Grades have been the benchmark and dominant indicator of student achievement for ages. The five-letter grading system has been the most utilized across the U.S., but it’s clear that not all educators believe it’s an appropriate scale for measuring academic outcomes. There have been many alternative grading systems employed, especially in higher education, with the goal of providing a better perspective on student achievement. Still, there has been no definitive consensus on which grading system is most reflective of student learning, or if a one-size-fits-all method would even succeed across all ages and courses of study. Recently, some schools have been taking a new approach by renouncing grades entirely. Could this possibly be the answer? Read on to learn more about the arguments against traditional grading systems and the initial outcomes seen when a no grade strategy is put into practice.

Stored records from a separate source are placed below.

PR #3877, opened 2024-05-02
docs: Update manually_fixing_data.mdx

cwanja:
Updated docs to include script to close multiple charges and drives in a single file. Credit @dmachadol via #2364


JakobLichterfeld (changes requested):
Thanks for the suggestion.
I'm against this PR, because:
- The docu is not idemponent
- the script use sudo docker ...
- the bash style is not system neutral
- mentioning a single person for credit

mews-se:
This should be revisited.

PR #28, opened 2016-09-29
Tickets/dm 7719

n8pease:


python/lsst/daf/persistence/butler.py
```diff
@@ -195,37 +201,47 @@ class Butler(object):
...
+    Initialization:
+
+    The preferred method of initialization is to pass in a RepositoryArgs instance, or a list of
+    RepositoryArgs to inputs and/or outputs.
+
+    For backward compatibility: this initialization method signature can take a posix root path, and
+    optionally a mapper class instance or class type that will be instantiated using the mapperArgs input
+    argument. However, for this to work in a backward compatible way it creates a single repository that is
+    used as both an input and an output repository. This is NOT preferred, and will likely break any
+    provenance system we have in place.
```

The Case For Alternative Grading Systems
The letter grading system has remained prominent for a few reasons:
Many would argue that letter grades are motivating, they encourage students to learn subject matter in order to achieve a high score, and they drive competition to perform better than their peers
They translate across academic levels and grades, as most use this grading system especially within the same district
Letter grades are easy to assess and track throughout the duration of the course
At the same time, many critics of the system believe letter grading does not provide an accurate picture of a student’s learning and academic potential, citing the following reasons:
Letter grading systems can skew student motivation, as it tends to lead them to do whatever is necessary for the sole purpose of attaining a certain score rather than striving to learn and understand the actual subject matter
Cutoffs are largely arbitrary, as a single point difference on a 100-point scale is essentially irrelevant, yet it can place a student in an entirely different letter grade
They inherently promote competition as students are likely to compare their grade to those of their peers instead of aiming to compete with themselves
A letter grade may signify what percentage of the material was successfully learned, but it does not illustrate what they learned, strides they made, or virtually anything else about the student
The pitfalls of the letter grading system aren’t new discoveries. Numerous academic institutions have shunned this traditional process in favor of other methods to provide a better picture of student learning and potential. Some of the most popular alternative systems include pass/fail and rank-based grading, both of which intend to remove many of the negative characteristics of letter grades. For example, one major purpose of the pass/fail system is to eliminate the competitiveness associated with letter grades. If students achieve the expected level of learning, they are rewarded with the same grade as their peers who did the same. However, this method does tend to lower student motivation, as “just getting by” can become the ultimate goal. The rank-based, or curved, grading system makes a single point difference less arbitrary, although it sharply increases peer competition as all scores are on a comparative scale. Still, there hasn’t been one sure-fire method that is translatable across all grades and subjects while simultaneously addressing all issues, such as motivation, with current systems. Now, some educators are questioning whether a grading system is necessary at all.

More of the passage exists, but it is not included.